The Bench referred to the decisions of Central Bureau of Investigation (CBI) and Anr. v. Thommandru Hannah Vijayalakshmi @ T.H. Vijayalakshmi and Anr and also K. Veeraswami v. Union of India, where it was held that since the accused public servant does not have a right to be afforded a chance to explain the alleged Disproportionate Assets to the investigating officer before the filing of a chargesheet, a similar right cannot be granted to the accused before the filing of an FIR by making a preliminary inquiry mandatory.
The Bench further also held that the High Court has not been able to comprehend the true scope and ambit of Section 239 of the CrPC. The High Court has also not been able to comprehend in what set of circumstances the revisional powers under Section 397 read with Section 401 of the CrPC are to be exercised.
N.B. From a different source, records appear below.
PR #4644, opened 2025-06-14
Add bold style for border

aidancz:
- **PR Description**

bold border looks great and makes it easy to notice the color change

screen shot:

### DIFF
--- a/docs/Config.md
+++ b/docs/Config.md
@@ -248,7 +248,7 @@ gui:
   screenMode: normal
 
   # Window border style.
-  # One of 'rounded' (default) | 'single' | 'double' | 'hidden'
+  # One of 'rounded' (default) | 'single' | 'double' | 'hidden' | 'bold'
   border: rounded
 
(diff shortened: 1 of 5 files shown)


stefanhaller:
Thanks, makes sense.

I was going to say that bold should be an extra setting, orthogonal to the other ones, because what if somebody wants both bold and rounded? But it seems that bold rounded corners are not available in the Unicode standard (which is too bad), so this is as good as it gets.

My only thought then would be whether we should rename "bold" to "single-bold" to make it clearer that it's a variant of single, and can't be combined with the others. (Not sure how important that is, and we have this problem already with single and rounded.)

aidancz:
Makes sense!

I chose “bold” because Neovim uses that name (https://github.com/neovim/neovim/pull/33189), and it’s also quite concise.

But since “rounded” already exists, I think “bold” is a good fit as well.

stefanhaller:
Valid points. Merging.

PR #4018, opened 2024-10-29
Prompt for PIN on tpm-backed ssh keys

oliverpool:
- **PR Description**

Prompt for PIN on tpm-backed ssh keys.

Typical prompt:
```
Enter PIN for 'label':
```

- **Please check if the PR fulfills these requirements**

* [x] Cheatsheets are up-to-date (run `go generate ./...`)
* [x] Code has been formatted (see [here](https://github.com/jesseduffield/lazygit/blob/master/CONTRIBUTING.md#code-formatting))
* [x] Tests have been added/updated (see [here](https://github.com/jesseduffield/lazygit/blob/master/pkg/integration/README.md) for the integration test guide)
* [x] You've read through your own file changes for silly mistakes etc

PR #4646, opened 2025-06-15
Add credential prompts for PKCS11-based SSH keys

Jadeiin:
- **PR Description**
Similar to #2239, add credential prompts for PKCS11-based SSH keys. OpenSSH code reference is [here](https://github.com/openssh/openssh-portable/blob/2827b6ac304ded8f99e8fbc12e7299133fadb2c2/ssh-pkcs11.c#L263).

### DIFF
--- a/pkg/commands/oscommands/cmd_obj_runner.go
+++ b/pkg/commands/oscommands/cmd_obj_runner.go
@@ -391,6 +391,7 @@ func (self *cmdObjRunner) getCheckForCredentialRequestFunc() func([]byte) (Crede
 		`Username\s*for\s*'.+':`:                 Username,
 		`Enter\s*passphrase\s*for\s*key\s*'.+':`: Passphrase,
 		`Enter\s*PIN\s*for\s*.+\s*key\s*.+:`:     PIN,
+		`Enter\s*PIN\s*for\s*'.+':`:              PIN,
 		`.*2FA Token.*`:                          Token,
 	}
 
--- a/pkg/commands/oscommands/cmd_obj_runner_test.go
+++ b/pkg/commands/oscommands/cmd_obj_runner_test.go
@@ -89,9 +89,15 @@ func TestProcessOutput(t *testing.T) {
 			expectedToWrite:         "passphrase",
 		},
 		{
-			name:                    "pin prompt",
+			name:                    "security key pin prompt",
 			promptUserForCredential: defaultPromptUserForCredential,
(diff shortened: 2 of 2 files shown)


pkg/commands/oscommands/cmd_obj_runner.go
```diff
@@ -391,6 +391,7 @@ func (self *cmdObjRunner) getCheckForCredentialRequestFunc() func([]byte) (Crede
 		`Username\s*for\s*'.+':`:                 Username,
 		`Enter\s*passphrase\s*for\s*key\s*'.+':`: Passphrase,
 		`Enter\s*PIN\s*for\s*.+\s*key\s*.+:`:     PIN,
+		`Enter\s*PIN\s*for\s*'.+':`:              PIN,
```
stefanhaller, line 394: I'm not familiar with the problem domain at all, so not sure this makes sense, but do we have to match the single quotes explicitly, or the "key" in the previous pattern? Just wondering if we should combine the two PIN patterns into one, e.g. `Enter\s*PIN\s*for\s*.+:`.

Jadeiin: I think there are many cases which match `Enter\s*PIN\s*for\s*.+:` in OpenSSH, such as `Enter PIN for CA key` and `Enter PIN for authenticator`. Although these situations are not common during the SSH connection process established by git,, it is still worth considering handling different input conditions separately.

oliverpool:
Similar to https://github.com/jesseduffield/lazygit/pull/4018

pkg/commands/oscommands/cmd_obj_runner.go
oliverpool: in #4018 I choose `*(key\s*.+|'.+')` to either match `key ...` or `'...'`

Jadeiin:
> Similar to #4018

I noticed that your PR was submitted a long time ago. Why hasn't it been merged yet?

stefanhaller:
> I noticed that your PR was submitted a long time ago. Why hasn't it been merged yet?

Because it fell through the cracks, apparently. Happens all the time when open source maintainers have little time next to their day jobs. I hope this will happen less often in the future, but do feel free to ping next time something seems to get stuck for no reason.

In this case I'd tend to merge this PR, and close #4018 as superseded by this. Does this work for both of you?

Jadeiin:
I'm ok with it.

The Court agreed to the contention of the State that at the stage of consideration of discharge under Section 239 of the CrPC only a prima facie case is to be seen and the Special Court having recorded a satisfaction with regard to the existence of a prima facie case there cannot be said to be any material error or illegality in the orders assailed before the High Court.
The Court held that the impugned orders passed by the High Court were not sustainable in law and deserve to be set aside.
"The circumstances emerging from the record of the case, prima facie, indicate the involvement of the accused persons in the alleged offence," the Bench held.
Thus, the Court allowed the appeals and set aside the impugned orders passed by the High Court discharging the accused persons from the prosecution.
Cause Title - State Through Deputy Superintendent of Police v. R. Soundirarasu Etc.